EXERCISE INSTRUCTIONS → Repeat each entry word for word.

(Collected data)
++++++++
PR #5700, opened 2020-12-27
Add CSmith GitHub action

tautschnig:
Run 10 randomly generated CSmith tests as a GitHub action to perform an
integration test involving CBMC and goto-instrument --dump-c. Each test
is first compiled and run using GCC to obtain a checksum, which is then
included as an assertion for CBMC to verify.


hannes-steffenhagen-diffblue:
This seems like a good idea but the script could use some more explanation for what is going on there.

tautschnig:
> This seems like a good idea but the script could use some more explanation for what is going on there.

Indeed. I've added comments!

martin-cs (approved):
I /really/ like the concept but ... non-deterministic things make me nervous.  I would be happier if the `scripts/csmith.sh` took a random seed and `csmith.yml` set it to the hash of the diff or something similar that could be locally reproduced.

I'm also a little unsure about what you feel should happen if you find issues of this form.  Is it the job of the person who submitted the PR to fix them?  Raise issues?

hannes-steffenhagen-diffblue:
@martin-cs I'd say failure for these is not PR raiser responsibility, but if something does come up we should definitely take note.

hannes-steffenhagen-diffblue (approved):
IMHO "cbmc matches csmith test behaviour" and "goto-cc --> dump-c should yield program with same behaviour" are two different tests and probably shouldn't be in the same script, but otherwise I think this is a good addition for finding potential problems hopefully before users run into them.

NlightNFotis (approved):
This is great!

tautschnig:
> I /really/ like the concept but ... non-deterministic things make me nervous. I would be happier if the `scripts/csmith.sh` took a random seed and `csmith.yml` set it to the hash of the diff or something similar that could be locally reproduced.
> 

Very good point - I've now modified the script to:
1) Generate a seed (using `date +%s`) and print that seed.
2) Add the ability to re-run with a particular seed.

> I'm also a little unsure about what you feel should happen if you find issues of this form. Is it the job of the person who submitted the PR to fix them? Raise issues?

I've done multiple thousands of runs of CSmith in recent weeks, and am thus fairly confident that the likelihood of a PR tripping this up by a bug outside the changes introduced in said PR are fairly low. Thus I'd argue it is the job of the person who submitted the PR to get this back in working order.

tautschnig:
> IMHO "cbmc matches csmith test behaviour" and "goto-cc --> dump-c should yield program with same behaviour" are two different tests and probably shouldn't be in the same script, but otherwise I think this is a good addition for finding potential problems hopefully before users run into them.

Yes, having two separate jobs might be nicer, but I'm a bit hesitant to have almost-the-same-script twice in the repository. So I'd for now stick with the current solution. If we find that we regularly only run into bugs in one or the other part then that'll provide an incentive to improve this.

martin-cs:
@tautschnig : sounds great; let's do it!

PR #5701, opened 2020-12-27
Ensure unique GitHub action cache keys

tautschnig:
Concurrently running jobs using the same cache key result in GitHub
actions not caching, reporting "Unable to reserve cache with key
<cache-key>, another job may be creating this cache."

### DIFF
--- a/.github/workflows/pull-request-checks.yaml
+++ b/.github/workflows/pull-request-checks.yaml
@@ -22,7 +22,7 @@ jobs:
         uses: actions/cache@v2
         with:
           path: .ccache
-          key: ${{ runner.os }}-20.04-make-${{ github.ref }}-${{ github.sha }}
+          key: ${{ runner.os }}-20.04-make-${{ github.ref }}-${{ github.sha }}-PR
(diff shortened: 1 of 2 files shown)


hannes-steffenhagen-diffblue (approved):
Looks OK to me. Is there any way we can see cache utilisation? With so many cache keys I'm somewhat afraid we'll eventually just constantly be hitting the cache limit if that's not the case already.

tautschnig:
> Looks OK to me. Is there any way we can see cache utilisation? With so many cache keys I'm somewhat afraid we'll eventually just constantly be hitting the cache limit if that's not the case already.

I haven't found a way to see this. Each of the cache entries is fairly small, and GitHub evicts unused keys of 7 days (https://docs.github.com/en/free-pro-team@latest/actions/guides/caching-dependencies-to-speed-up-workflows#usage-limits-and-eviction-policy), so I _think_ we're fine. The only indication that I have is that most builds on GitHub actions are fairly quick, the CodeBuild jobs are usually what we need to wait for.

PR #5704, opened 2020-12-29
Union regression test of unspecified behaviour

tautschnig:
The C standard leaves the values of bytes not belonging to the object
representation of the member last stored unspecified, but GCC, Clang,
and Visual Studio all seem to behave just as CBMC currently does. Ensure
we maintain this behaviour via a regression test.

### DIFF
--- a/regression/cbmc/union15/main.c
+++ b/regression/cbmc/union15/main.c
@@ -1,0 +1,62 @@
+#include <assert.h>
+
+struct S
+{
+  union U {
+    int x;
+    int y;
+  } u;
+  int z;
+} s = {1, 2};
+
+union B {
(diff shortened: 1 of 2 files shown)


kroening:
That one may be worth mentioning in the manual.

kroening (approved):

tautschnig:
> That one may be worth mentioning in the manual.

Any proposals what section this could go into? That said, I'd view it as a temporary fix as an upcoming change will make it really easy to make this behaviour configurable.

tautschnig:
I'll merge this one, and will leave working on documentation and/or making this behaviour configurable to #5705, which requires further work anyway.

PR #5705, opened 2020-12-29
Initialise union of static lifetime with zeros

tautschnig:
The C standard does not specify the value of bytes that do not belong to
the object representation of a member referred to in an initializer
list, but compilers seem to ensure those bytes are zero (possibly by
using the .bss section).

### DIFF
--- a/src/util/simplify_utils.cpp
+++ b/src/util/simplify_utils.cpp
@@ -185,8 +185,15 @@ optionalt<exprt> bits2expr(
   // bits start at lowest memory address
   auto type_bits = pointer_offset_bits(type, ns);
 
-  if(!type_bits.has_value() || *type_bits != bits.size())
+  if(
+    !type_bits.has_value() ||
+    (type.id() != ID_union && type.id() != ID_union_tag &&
++++++++
RESULT BELOW →
PR #5700, opened 2020-12-27
Add CSmith GitHub action

tautschnig:
Run 10 randomly generated CSmith tests as a GitHub action to perform an
integration test involving CBMC and goto-instrument --dump-c. Each test
is first compiled and run using GCC to obtain a checksum, which is then
included as an assertion for CBMC to verify.


hannes-steffenhagen-diffblue:
This seems like a good idea but the script could use some more explanation for what is going on there.

tautschnig:
> This seems like a good idea but the script could use some more explanation for what is going on there.

Indeed. I've added comments!

martin-cs (approved):
I /really/ like the concept but ... non-deterministic things make me nervous.  I would be happier if the `scripts/csmith.sh` took a random seed and `csmith.yml` set it to the hash of the diff or something similar that could be locally reproduced.

I'm also a little unsure about what you feel should happen if you find issues of this form.  Is it the job of the person who submitted the PR to fix them?  Raise issues?

hannes-steffenhagen-diffblue:
@martin-cs I'd say failure for these is not PR raiser responsibility, but if something does come up we should definitely take note.

hannes-steffenhagen-diffblue (approved):
IMHO "cbmc matches csmith test behaviour" and "goto-cc --> dump-c should yield program with same behaviour" are two different tests and probably shouldn't be in the same script, but otherwise I think this is a good addition for finding potential problems hopefully before users run into them.

NlightNFotis (approved):
This is great!

tautschnig:
> I /really/ like the concept but ... non-deterministic things make me nervous. I would be happier if the `scripts/csmith.sh` took a random seed and `csmith.yml` set it to the hash of the diff or something similar that could be locally reproduced.
> 

Very good point - I've now modified the script to:
1) Generate a seed (using `date +%s`) and print that seed.
2) Add the ability to re-run with a particular seed.

> I'm also a little unsure about what you feel should happen if you find issues of this form. Is it the job of the person who submitted the PR to fix them? Raise issues?

I've done multiple thousands of runs of CSmith in recent weeks, and am thus fairly confident that the likelihood of a PR tripping this up by a bug outside the changes introduced in said PR are fairly low. Thus I'd argue it is the job of the person who submitted the PR to get this back in working order.

tautschnig:
> IMHO "cbmc matches csmith test behaviour" and "goto-cc --> dump-c should yield program with same behaviour" are two different tests and probably shouldn't be in the same script, but otherwise I think this is a good addition for finding potential problems hopefully before users run into them.

Yes, having two separate jobs might be nicer, but I'm a bit hesitant to have almost-the-same-script twice in the repository. So I'd for now stick with the current solution. If we find that we regularly only run into bugs in one or the other part then that'll provide an incentive to improve this.

martin-cs:
@tautschnig : sounds great; let's do it!

PR #5701, opened 2020-12-27
Ensure unique GitHub action cache keys

tautschnig:
Concurrently running jobs using the same cache key result in GitHub
actions not caching, reporting "Unable to reserve cache with key
<cache-key>, another job may be creating this cache."

### DIFF
--- a/.github/workflows/pull-request-checks.yaml
+++ b/.github/workflows/pull-request-checks.yaml
@@ -22,7 +22,7 @@ jobs:
         uses: actions/cache@v2
         with:
           path: .ccache
-          key: ${{ runner.os }}-20.04-make-${{ github.ref }}-${{ github.sha }}
+          key: ${{ runner.os }}-20.04-make-${{ github.ref }}-${{ github.sha }}-PR
(diff shortened: 1 of 2 files shown)


hannes-steffenhagen-diffblue (approved):
Looks OK to me. Is there any way we can see cache utilisation? With so many cache keys I'm somewhat afraid we'll eventually just constantly be hitting the cache limit if that's not the case already.

tautschnig:
> Looks OK to me. Is there any way we can see cache utilisation? With so many cache keys I'm somewhat afraid we'll eventually just constantly be hitting the cache limit if that's not the case already.

I haven't found a way to see this. Each of the cache entries is fairly small, and GitHub evicts unused keys of 7 days (https://docs.github.com/en/free-pro-team@latest/actions/guides/caching-dependencies-to-speed-up-workflows#usage-limits-and-eviction-policy), so I _think_ we're fine. The only indication that I have is that most builds on GitHub actions are fairly quick, the CodeBuild jobs are usually what we need to wait for.

PR #5704, opened 2020-12-29
Union regression test of unspecified behaviour

tautschnig:
The C standard leaves the values of bytes not belonging to the object
representation of the member last stored unspecified, but GCC, Clang,
and Visual Studio all seem to behave just as CBMC currently does. Ensure
we maintain this behaviour via a regression test.

### DIFF
--- a/regression/cbmc/union15/main.c
+++ b/regression/cbmc/union15/main.c
@@ -1,0 +1,62 @@
+#include <assert.h>
+
+struct S
+{
+  union U {
+    int x;
+    int y;
+  } u;
+  int z;
+} s = {1, 2};
+
+union B {
(diff shortened: 1 of 2 files shown)


kroening:
That one may be worth mentioning in the manual.

kroening (approved):

tautschnig:
> That one may be worth mentioning in the manual.

Any proposals what section this could go into? That said, I'd view it as a temporary fix as an upcoming change will make it really easy to make this behaviour configurable.

tautschnig:
I'll merge this one, and will leave working on documentation and/or making this behaviour configurable to #5705, which requires further work anyway.

PR #5705, opened 2020-12-29
Initialise union of static lifetime with zeros

tautschnig:
The C standard does not specify the value of bytes that do not belong to
the object representation of a member referred to in an initializer
list, but compilers seem to ensure those bytes are zero (possibly by
using the .bss section).

### DIFF
--- a/src/util/simplify_utils.cpp
+++ b/src/util/simplify_utils.cpp
@@ -185,8 +185,15 @@ optionalt<exprt> bits2expr(
   // bits start at lowest memory address
   auto type_bits = pointer_offset_bits(type, ns);
 
-  if(!type_bits.has_value() || *type_bits != bits.size())
+  if(
+    !type_bits.has_value() ||
+    (type.id() != ID_union && type.id() != ID_union_tag &&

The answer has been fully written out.